Some of the larger niches were big enough for two people to climb into, so naturally we climbed in, and being lovers at the time, we did some smooching and horsing around in there. Who knows what purpose the caves played in their culture. They could have been like thrones, or box seats for the chieftains or shamans to overlook a ceremony or gathering below on the wide gravel bank. Maybe this clearing was their church and the caves were like altars where they would place offerings. Maybe it played a part in the preparation of their dead. Whatever it was, it was likely that our foolishness would be Kapu to the ancient ones.

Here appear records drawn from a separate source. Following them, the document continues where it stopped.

PR #1230, opened 2017-11-16
Add send_email method to skills

MatthewScholefield:
Update: It now works for me.
### Usage
```Python
self.send_email('Title', '<b>content</b><br>here')
```

### Example Skill
**\_\_init__.py**
```Python
from mycroft import MycroftSkill, intent_file_handler


class EmailSkill(MycroftSkill):
    def __init__(self):
        MycroftSkill.__init__(self)

    @intent_file_handler('send.email.intent')
    def handle_send_email(self, message):
        self.send_email('Your email', message.data.get('content', '...'))
        self.speak_dialog('sent.email')


def create_skill():
    return EmailSkill()
```

**send.email.intent**
```
send an email saying {content}.
send the email {content}.
```

sent.email.dialog**
```
I've sent the email.
The email has been sent.
```

### DIFF
--- a/mycroft/api/__init__.py
+++ b/mycroft/api/__init__.py
@@ -162,6 +162,13 @@ class DeviceApi(Api):
                      "enclosureVersion": version.get("enclosureVersion")}
         })
 
+    def send_email(self, title, body, sender):
+        return self.request({
+            "method": "PUT",
+            "path": "/" + self.identity.uuid + "/message",
+            "json": {"title": title, "body": body, "sender": sender}
+        })
+
     def get(self):
         """ Retrieve all device information from the web backend """
         return self.request({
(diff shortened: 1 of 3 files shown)


forslund:
I've tested it and the call to the backend returns a 200 status but so far I've not received any e-mail.

Two things:
- Test case (at least for the api)
- Docstrings

MatthewScholefield:
@forslund I've added docstrings, and it should be fixed now. Also, how should we do a test case without actually sending an email?

forslund:
In this case the tests would be pretty easy. Mock out the `Api.request()` method and verify that it's called and the expected parameter is passed in the correct format. This would be mainly for protection against sloppy coders like me in the future :)

Looking at the possibilities here, you could do that for a mocked "valid" `IdentityManager.uuid` and an uninstantiated (which would be a `DeviceIdentity().uuid`)

MatthewScholefield:
@forslund I've added a unit test for the `send_email` part of `DeviceApi`, similar to `STT`.

PR #1234, opened 2017-11-17
Enhance CLI and screen corruption fix

penrods:
Several refinements:
* Remove the "What time is it" preloaded example
* Page up/down now moves by 1/2 the # visible log lines instead of always 10 lines
* Reduce the frequency of full-screen redraws to 10 secs instead of 5 (because less needed with the corruption fix)
* Add the version of mycroft-core in the upper-right corner
* FIX: screen redraw now uses a lock, preventing corruption from drawing simultaneously from multiple threads


MatthewScholefield:
The `oldest` marker seems to no longer be latched to the top. Is this intentional?

PR #1235, opened 2017-11-17
Remove pystache

MatthewScholefield:
On certain platforms it escapes quotes which causes problems. Since we only use it for something as simple as key value replacements, it doesn't make sense to include it as a dependency.

@forslund Any idea why this randomly started happening for me? It sounded very much like a Python 3 issue which is why I'm mentioning you. For me, the following is messed up:

`workon mycroft && python2`
```Python
import pystache
pystache.render('{{key}}', {'key': "'"})
```

### DIFF
--- a/mycroft/dialog/__init__.py
+++ b/mycroft/dialog/__init__.py
@@ -16,7 +16,6 @@ import random
 from io import open
 
 import os
-import pystache
 
 from mycroft.util import resolve_resource_file
 from mycroft.util.log import LOG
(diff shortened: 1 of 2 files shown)


forslund:
I have no good answer for you. I've seen this when I've been running under python3, according to this https://stackoverflow.com/questions/34829472/pystache-without-escaping-unescaped pystache should escape the characters unless specified not to with triple curly-braces `{{{key}}}`

```
>>> pystache.render('{{{key}}}', {'key': "'"})
u"'"
```

I wonder if it could be a file encoding issue? Or maybe something different I know I triggered it when playing with futures and switched to utf8-strings.

forslund:
Anyway, reducing number of dependencies are always a good idea.

forslund:
Tested and working as expected. Merging. (with the additional bonus that unparsed entries will remain in speech, might be an improvement for troubleshooting skills)

PR #1240, opened 2017-11-20
Translate German

gras64:
German recognizer files


forslund:
Thanks for this pull request.

I wonder could the dev_setup script be modified to download these instead of having them included in the git repository?

penrods:
I would prefer to support it that way, also.  I don't want the size of the repo to explode with a bunch of binary models.  Where did you obtain the PocketSphinx model files @gras64 ?  Is there a stable location where we can download the latest on demand?

gras64:
I have my files here:.
https://sourceforge.net/projects/cmusphinx/files/Acoustic%20and%20Language%20Models/German/cmusphinx-de-voxforge-5.2.tar.gz/download

and I have a bad script in the dev-setup.sh built. I hope I can help with that.

PR #1242, opened 2017-11-21
Improve mouth synchronization with speech

penrods:
When the TTS engine provides visemes to the faceplate, the information
passed along consists of the mouth shape and the duration to display it.
When the system get backed-up for some reason (e.g. the CPU is briefly
overloaded), the code would attempt to catch up the animation but would
still send the 'expired' viseme across the serial port to the faceplate
with no wait-time.  This results in a fast-moving mouth to catch up,
which isn't very pleasing.

Now the viseme is passed along with an expiration date, so if the time
to display it has already passed then the viseme code gets thrown away
instead of being sent across the (relatively slow) serial port.  This
allows better catch-up.


forslund:
Looks good, merging.

PR #1243, opened 2017-11-21
Fix dialog renderer

penrods:
The recent change to remove Pystache introduced a bug in cases where
the passed-in key/value data included non-strings for the value.  This
showed up in the weather skill which passed in "lat" and "lon" as floats.
Now the value is explicitly converted using str().


MatthewScholefield:
Do we need to worry about the key not being a string?

penrods:
Interesting -- in JSON the key has to be a string (https://www.json.org/) but I played with Python and it allows numeric keys.  So yup, I'll str(() that too.

Learn something ever day.

MatthewScholefield:
Lgtm

PR #1244, opened 2017-11-22
Add 'mycroft.mic.listen' messagebus command

penrods:
Add support for 'mycroft.mic.listen' on the messagebus to trigger the system
to listen for STT processing.  This can be posted on the messagebus by outside
systems, such as a physical or GUI Listen button.


penrods:
This was requested by @AIIX for the KDE plasmoid, but is generally useful for implementing hardware trigger buttons and other GUI triggers.

PR #1247, opened 2017-11-22
Add general metrics reporting

MatthewScholefield:
This can be used from skills to report arbitrary JSON metrics with `self.report_metric('usage-type', ['ask.time'])`. It can also be used internally via `from mycroft.metrics import report_metric; report_metric('metric_type', {'metric': 'json'})`.

**Note**: This relies on #1230 (causing the unrelated email commits).

### DIFF
--- a/mycroft/metrics/__init__.py
+++ b/mycroft/metrics/__init__.py
@@ -18,12 +18,23 @@ import time
 
 import requests
 
+from mycroft.api import DeviceApi
 from mycroft.configuration import Configuration
 from mycroft.session import SessionManager
 from mycroft.util.log import LOG
 from mycroft.util.setup_base import get_version
 
-config = Configuration.get().get('server')
+
+def report_metric(name, data):
+    """
+    Report a general metric to the Mycroft servers
+
+    Args:
+        name (str): Name of metric
+        data (dict): JSON dictionary to report. Must be valid JSON
+    """
+    if Configuration().get()['opt_in']:
+        DeviceApi().report_metric(name, data)
 
 
 class Stopwatch(object):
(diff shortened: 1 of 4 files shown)


mycroft/metrics/__init__.py
```diff
@@ -104,9 +109,10 @@ def publish():
 
 
 class MetricsPublisher(object):
-    def __init__(self, url=config.get("url"), enabled=config.get("metrics")):
-        self.url = url
-        self.enabled = enabled
+    def __init__(self, url=None, enabled=None):
```
forslund: Nitpicking:
I think `False` should be used instead of `None` the effect is the same but slightly more readable. (should be immutable just as None so no issue to have as default for the argument.

mycroft/skills/core.py
```diff
@@ -324,6 +327,21 @@ def converse(self, utterances, lang="en-us"):
         """
         return False
 
+    def report_metric(self, name, data):
+        """Report a skill metric to the Mycroft servers"""
```
forslund: Describe the arguments as well, that data should be a dict for example

mycroft/metrics/__init__.py
```diff
@@ -18,12 +18,17 @@
...
+from mycroft.api import DeviceApi
 from mycroft.configuration import Configuration
 from mycroft.session import SessionManager
 from mycroft.util.log import LOG
 from mycroft.util.setup_base import get_version
 
-config = Configuration.get().get('server')
+
+def report_metric(name, data):
+    """Report a general metric to the Mycroft servers"""
```
forslund: Nitpicking: describe arguments

MatthewScholefield:
Should be good now.

forslund:
Awesome! Merging!

PR #1250, opened 2017-11-22
Fix viseme bug from PR #1242

penrods:
I merged code and left out the 'until' value from the api call.  This
corrects that and deals with a missing 'until' cleaner.


forslund:
Looks good. Merging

After about 20 minutes of enjoying this special place we retraced our steps back to the truck. I found a place to turn around after the creek had crossed the road. It was a warm day and we had the windows of the truck down. After a quarter of a mile, I noticed that there was a little whirlwind in the road that seemed to be following after us, and picking up speed. As the road came down into the lemons and straightened out parallel to the tree rows, the dust devil veered off into orchard on our left. The road continued another 75 yards straight and took a sharp left turn along somebody's property line. I could see the column of dust rising off in the lemon trees, and we were on a collision course. When we got to the tree row it was following, it came roaring out stronger than ever and seemed to go right through our open windows, filling the cab with a swirling mix of dust and pebbles and leaves, before it ran off and upward into the sky down toward the ocean.
I later learned that to the Chumash this kind of thing was well known. A dust devil was considered a Hap-Hap, an energetic spirit being that always appears with something angry to say. Jana had never been in this part of the world, and didn't know anything about Chumash lore, but she found that place like there were searchlights attached to it. Magic things like that happen around her, like our time in Hawaii. That day, I'm pretty sure we were scolded by a genuine Hap-Hap for our irreverence in a sacred place.